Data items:

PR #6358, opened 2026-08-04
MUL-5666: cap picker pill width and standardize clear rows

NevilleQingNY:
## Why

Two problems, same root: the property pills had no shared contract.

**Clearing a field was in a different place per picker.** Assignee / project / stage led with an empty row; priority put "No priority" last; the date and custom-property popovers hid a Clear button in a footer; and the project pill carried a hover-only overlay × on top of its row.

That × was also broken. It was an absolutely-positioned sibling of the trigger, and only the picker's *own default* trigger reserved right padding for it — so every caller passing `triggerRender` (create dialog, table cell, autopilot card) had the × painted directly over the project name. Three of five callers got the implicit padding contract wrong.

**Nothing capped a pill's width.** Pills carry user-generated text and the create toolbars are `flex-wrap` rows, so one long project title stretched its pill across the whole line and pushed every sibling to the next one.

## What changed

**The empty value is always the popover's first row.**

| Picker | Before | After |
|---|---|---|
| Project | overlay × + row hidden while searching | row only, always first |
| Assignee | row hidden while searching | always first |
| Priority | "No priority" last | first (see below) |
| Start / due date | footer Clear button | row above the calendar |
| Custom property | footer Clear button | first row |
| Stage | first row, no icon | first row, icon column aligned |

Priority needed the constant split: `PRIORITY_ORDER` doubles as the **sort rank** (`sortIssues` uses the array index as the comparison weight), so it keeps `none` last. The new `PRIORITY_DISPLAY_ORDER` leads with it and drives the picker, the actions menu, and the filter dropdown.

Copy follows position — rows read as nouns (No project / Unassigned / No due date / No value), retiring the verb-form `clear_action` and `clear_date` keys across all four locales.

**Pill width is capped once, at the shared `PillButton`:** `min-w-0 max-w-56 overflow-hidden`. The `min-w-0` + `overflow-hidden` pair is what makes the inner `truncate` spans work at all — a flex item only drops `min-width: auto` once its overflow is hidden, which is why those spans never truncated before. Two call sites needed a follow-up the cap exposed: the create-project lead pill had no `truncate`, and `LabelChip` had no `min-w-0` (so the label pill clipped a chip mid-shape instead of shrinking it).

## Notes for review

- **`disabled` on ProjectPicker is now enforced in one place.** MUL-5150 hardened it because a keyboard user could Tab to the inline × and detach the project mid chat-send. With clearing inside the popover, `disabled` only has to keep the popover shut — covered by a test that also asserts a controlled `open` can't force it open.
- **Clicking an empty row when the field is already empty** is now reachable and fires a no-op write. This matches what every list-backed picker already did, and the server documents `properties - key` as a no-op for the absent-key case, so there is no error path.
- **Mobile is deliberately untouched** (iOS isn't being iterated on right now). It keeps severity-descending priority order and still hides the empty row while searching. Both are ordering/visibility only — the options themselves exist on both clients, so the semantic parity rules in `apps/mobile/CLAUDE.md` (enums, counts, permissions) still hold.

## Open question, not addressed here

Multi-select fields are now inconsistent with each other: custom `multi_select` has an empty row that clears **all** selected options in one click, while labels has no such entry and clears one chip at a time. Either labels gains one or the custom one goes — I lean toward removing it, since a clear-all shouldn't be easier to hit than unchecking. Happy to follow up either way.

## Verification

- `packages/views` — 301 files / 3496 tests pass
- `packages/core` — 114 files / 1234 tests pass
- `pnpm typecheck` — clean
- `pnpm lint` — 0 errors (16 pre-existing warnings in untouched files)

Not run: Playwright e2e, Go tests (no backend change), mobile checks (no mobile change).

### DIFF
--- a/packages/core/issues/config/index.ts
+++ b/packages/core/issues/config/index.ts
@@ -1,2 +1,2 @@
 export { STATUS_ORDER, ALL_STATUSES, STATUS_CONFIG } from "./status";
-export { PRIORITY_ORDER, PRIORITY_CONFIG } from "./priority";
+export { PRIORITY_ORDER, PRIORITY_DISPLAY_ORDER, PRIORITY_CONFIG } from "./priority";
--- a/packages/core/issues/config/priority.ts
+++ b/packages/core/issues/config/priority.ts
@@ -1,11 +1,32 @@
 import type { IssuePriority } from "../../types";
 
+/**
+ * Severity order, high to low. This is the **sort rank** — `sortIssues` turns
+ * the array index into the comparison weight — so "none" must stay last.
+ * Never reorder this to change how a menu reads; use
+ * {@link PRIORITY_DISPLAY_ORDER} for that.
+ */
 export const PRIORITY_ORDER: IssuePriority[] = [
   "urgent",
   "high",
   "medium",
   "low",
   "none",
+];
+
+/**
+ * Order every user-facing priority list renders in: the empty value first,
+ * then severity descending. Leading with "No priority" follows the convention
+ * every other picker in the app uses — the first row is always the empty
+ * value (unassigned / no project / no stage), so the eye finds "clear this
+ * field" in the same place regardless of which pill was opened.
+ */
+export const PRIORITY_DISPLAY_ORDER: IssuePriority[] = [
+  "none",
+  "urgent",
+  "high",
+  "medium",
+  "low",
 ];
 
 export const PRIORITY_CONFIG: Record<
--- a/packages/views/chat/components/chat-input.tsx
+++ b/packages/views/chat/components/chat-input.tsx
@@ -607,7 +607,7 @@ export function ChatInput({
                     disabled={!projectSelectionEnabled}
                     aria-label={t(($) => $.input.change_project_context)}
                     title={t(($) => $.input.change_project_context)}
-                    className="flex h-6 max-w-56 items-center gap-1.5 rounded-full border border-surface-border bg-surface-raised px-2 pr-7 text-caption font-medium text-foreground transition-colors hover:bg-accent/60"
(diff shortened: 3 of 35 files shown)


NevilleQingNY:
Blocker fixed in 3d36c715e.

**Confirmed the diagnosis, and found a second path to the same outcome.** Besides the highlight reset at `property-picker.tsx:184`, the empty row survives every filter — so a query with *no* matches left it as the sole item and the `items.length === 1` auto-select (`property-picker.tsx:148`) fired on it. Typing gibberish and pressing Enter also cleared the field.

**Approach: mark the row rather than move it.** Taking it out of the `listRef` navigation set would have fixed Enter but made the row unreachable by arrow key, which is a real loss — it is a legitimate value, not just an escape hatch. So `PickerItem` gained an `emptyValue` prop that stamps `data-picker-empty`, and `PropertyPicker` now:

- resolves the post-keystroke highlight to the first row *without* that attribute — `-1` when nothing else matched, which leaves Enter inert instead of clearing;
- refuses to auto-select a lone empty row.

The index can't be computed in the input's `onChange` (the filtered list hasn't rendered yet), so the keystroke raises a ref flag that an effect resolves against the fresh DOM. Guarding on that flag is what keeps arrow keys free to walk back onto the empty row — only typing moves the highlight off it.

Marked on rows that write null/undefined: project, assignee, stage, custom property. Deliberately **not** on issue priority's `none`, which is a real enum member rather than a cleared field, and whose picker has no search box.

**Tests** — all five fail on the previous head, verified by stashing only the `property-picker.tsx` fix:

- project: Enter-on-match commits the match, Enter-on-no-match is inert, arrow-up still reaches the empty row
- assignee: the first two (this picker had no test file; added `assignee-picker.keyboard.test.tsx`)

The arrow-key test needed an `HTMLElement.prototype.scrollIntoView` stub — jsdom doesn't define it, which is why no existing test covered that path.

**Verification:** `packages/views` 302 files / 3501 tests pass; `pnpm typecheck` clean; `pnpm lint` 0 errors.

YOUR GOAL: Each line in the data that holds the word "existing" must be copied.

EXERCISE OUTPUT:
- `pnpm lint` — 0 errors (16 pre-existing warnings in untouched files)
The arrow-key test needed an `HTMLElement.prototype.scrollIntoView` stub — jsdom doesn't define it, which is why no existing test covered that path.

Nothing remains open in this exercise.